Issue #1057, opened 2019-02-03
bug: wallet balance not showing for non-contacts / non-owned wallets


ItsANameToo:
**Platform (please complete the following information):**

macOS

**Describe the bug**

When you navigate to another wallet by using the transaction table, it will show a 0 balance for any addresses that you don't own / don't have as a contact instead of the actual balance of that address. Reported by @alessiodf in slack.

**How to reproduce the bug**

1. import an address with transaction
2. click on a transaction to navigate to a wallet that you don't own in the wallet and don't have added as a contact
3. look at the balance, it will be 0

**Expected behaviour**

Should show the correct balance

ArkEcosystemBot:
@ItsANameToo Thanks for opening this issue, a maintainer will get back to you shortly!

ArkEcosystemBot:
@j-a-m-l @alexbarnsley @luciorubeens - please review this in the next few days. Be sure to explicitly select labels so I know what's going on.

_If no reviewer appears after a week, a reminder will be sent out._

ArkEcosystemBot:
@ItsANameToo This issue has been closed. If you wish to re-open it please provide additional information.

PR #1071, opened 2019-02-12
fix: show the right balance on wallets not owned by the user or contacts

j-a-m-l:
## Proposed changes
Resolves https://github.com/ArkEcosystem/desktop-wallet/issues/1057

## Types of changes

## Checklist

### DIFF
--- a/src/renderer/components/Wallet/WalletHeading/WalletHeadingInfo.vue
+++ b/src/renderer/components/Wallet/WalletHeading/WalletHeadingInfo.vue
@@ -210,6 +210,7 @@ export default {
         return
       }
 
+      this.lazyWallet = {}
       this.lazyWallet = await this.$client.fetchWallet(this.currentWallet.address)
     }
   }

= = = = =

*TASK PROMPT*
Copy the records above, keeping each line identical.

*ANSWER TO THE PROBLEM*
Issue #1057, opened 2019-02-03
bug: wallet balance not showing for non-contacts / non-owned wallets


ItsANameToo:
**Platform (please complete the following information):**

macOS

**Describe the bug**

When you navigate to another wallet by using the transaction table, it will show a 0 balance for any addresses that you don't own / don't have as a contact instead of the actual balance of that address. Reported by @alessiodf in slack.

**How to reproduce the bug**

1. import an address with transaction
2. click on a transaction to navigate to a wallet that you don't own in the wallet and don't have added as a contact
3. look at the balance, it will be 0

**Expected behaviour**

Should show the correct balance

ArkEcosystemBot:
@ItsANameToo Thanks for opening this issue, a maintainer will get back to you shortly!

ArkEcosystemBot:
@j-a-m-l @alexbarnsley @luciorubeens - please review this in the next few days. Be sure to explicitly select labels so I know what's going on.

_If no reviewer appears after a week, a reminder will be sent out._

ArkEcosystemBot:
@ItsANameToo This issue has been closed. If you wish to re-open it please provide additional information.

PR #1071, opened 2019-02-12
fix: show the right balance on wallets not owned by the user or contacts

j-a-m-l:
## Proposed changes
Resolves https://github.com/ArkEcosystem/desktop-wallet/issues/1057

## Types of changes

## Checklist

### DIFF
--- a/src/renderer/components/Wallet/WalletHeading/WalletHeadingInfo.vue
+++ b/src/renderer/components/Wallet/WalletHeading/WalletHeadingInfo.vue
@@ -210,6 +210,7 @@ export default {
         return
       }
 
+      this.lazyWallet = {}
       this.lazyWallet = await this.$client.fetchWallet(this.currentWallet.address)
     }
   }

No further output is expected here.